● **What the exercise asks**
Transcribe exactly everything in the data below from the line containing "marc-hb: I respectfully" down to the line containing "Thanks to whoever", both lines included and nothing further.

--- START ---

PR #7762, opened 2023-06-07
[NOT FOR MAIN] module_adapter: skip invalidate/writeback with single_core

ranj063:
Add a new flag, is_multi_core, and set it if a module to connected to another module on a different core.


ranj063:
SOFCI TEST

--- END ---
--- START ---

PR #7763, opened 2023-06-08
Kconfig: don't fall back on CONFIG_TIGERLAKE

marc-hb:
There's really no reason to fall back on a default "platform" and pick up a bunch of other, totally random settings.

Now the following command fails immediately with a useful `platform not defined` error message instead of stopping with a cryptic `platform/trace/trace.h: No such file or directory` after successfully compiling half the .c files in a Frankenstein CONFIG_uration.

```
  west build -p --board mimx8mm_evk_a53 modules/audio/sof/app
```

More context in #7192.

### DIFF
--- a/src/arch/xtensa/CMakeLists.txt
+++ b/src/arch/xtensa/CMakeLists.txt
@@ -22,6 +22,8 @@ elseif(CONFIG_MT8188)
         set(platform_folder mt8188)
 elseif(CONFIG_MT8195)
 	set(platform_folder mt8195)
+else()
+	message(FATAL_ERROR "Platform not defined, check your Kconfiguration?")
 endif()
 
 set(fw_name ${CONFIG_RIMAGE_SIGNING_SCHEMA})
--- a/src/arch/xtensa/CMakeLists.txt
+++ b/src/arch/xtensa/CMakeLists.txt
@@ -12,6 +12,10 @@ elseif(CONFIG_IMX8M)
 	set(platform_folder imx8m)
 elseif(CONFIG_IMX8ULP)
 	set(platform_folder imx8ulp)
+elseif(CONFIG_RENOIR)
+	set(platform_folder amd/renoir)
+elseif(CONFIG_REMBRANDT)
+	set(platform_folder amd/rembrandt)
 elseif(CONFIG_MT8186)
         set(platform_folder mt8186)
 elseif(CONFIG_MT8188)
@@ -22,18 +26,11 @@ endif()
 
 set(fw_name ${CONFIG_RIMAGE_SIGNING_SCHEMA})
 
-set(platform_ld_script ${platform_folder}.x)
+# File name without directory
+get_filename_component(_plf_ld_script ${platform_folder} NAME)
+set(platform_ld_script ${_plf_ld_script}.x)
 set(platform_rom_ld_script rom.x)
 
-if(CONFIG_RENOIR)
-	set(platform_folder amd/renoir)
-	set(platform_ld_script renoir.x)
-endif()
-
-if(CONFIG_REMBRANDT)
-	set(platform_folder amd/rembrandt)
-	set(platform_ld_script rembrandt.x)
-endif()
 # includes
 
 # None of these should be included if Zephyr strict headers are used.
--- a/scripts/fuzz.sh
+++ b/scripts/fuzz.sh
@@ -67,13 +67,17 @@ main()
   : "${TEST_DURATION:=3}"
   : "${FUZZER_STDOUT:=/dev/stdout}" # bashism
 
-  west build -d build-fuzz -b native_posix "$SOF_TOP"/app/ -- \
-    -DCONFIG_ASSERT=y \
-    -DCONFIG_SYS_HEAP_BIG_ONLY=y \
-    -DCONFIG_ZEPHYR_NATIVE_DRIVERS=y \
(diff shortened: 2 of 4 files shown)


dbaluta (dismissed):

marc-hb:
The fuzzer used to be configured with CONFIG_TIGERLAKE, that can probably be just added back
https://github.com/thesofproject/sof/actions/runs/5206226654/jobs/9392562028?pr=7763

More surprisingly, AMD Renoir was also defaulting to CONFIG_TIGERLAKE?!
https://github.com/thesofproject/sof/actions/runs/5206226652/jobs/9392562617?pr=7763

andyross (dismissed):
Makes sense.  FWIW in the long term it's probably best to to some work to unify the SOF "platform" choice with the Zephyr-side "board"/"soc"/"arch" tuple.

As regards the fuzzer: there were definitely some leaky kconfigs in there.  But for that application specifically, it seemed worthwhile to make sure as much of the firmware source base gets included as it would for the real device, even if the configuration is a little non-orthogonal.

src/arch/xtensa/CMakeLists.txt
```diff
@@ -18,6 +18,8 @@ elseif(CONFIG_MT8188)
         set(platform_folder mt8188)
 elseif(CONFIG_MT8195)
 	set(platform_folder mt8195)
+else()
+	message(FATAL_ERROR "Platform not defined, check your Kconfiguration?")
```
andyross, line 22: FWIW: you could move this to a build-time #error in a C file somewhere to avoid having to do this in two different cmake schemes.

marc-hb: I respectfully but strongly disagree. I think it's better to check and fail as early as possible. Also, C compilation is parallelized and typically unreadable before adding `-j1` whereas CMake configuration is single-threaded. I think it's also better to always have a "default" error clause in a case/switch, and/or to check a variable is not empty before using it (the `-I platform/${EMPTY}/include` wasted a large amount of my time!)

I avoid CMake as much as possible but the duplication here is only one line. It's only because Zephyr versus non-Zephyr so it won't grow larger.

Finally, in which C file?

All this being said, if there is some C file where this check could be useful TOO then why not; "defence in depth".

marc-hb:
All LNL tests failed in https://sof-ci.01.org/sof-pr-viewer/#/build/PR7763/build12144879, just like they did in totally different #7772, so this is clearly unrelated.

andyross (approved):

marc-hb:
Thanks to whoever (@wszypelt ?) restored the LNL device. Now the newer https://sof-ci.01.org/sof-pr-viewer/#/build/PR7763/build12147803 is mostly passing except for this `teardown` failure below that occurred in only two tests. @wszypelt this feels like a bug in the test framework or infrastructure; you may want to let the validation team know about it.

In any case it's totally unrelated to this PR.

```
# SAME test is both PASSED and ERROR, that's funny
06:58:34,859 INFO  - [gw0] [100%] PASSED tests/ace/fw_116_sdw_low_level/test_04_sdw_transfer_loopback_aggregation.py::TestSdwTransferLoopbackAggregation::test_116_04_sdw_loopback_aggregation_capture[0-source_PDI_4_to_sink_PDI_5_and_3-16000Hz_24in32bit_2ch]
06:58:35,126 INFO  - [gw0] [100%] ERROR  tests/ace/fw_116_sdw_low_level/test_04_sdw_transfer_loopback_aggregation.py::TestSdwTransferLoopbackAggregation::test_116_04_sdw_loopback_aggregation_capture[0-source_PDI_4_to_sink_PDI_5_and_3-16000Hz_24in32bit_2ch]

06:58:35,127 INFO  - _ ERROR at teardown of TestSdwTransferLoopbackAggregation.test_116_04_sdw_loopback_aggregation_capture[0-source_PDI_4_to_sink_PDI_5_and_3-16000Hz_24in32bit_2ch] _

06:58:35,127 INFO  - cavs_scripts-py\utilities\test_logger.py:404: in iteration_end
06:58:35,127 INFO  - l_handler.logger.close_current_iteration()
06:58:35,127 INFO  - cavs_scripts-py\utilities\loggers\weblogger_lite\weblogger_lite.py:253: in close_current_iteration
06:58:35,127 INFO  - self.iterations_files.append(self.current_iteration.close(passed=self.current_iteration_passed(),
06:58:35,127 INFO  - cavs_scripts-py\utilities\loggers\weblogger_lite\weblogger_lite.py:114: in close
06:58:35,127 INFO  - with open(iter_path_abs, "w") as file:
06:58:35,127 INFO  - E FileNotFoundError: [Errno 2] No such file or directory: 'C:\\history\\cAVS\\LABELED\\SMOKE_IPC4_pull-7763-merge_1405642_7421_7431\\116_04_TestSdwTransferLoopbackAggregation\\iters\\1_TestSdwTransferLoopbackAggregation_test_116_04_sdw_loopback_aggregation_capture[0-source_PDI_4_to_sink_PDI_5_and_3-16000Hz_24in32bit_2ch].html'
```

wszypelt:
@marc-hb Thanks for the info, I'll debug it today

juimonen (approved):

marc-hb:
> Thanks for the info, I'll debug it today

--- END ---

● **Final answer**
marc-hb: I respectfully but strongly disagree. I think it's better to check and fail as early as possible. Also, C compilation is parallelized and typically unreadable before adding `-j1` whereas CMake configuration is single-threaded. I think it's also better to always have a "default" error clause in a case/switch, and/or to check a variable is not empty before using it (the `-I platform/${EMPTY}/include` wasted a large amount of my time!)

I avoid CMake as much as possible but the duplication here is only one line. It's only because Zephyr versus non-Zephyr so it won't grow larger.

Finally, in which C file?

All this being said, if there is some C file where this check could be useful TOO then why not; "defence in depth".

marc-hb:
All LNL tests failed in https://sof-ci.01.org/sof-pr-viewer/#/build/PR7763/build12144879, just like they did in totally different #7772, so this is clearly unrelated.

andyross (approved):

marc-hb:
Thanks to whoever (@wszypelt ?) restored the LNL device. Now the newer https://sof-ci.01.org/sof-pr-viewer/#/build/PR7763/build12147803 is mostly passing except for this `teardown` failure below that occurred in only two tests. @wszypelt this feels like a bug in the test framework or infrastructure; you may want to let the validation team know about it.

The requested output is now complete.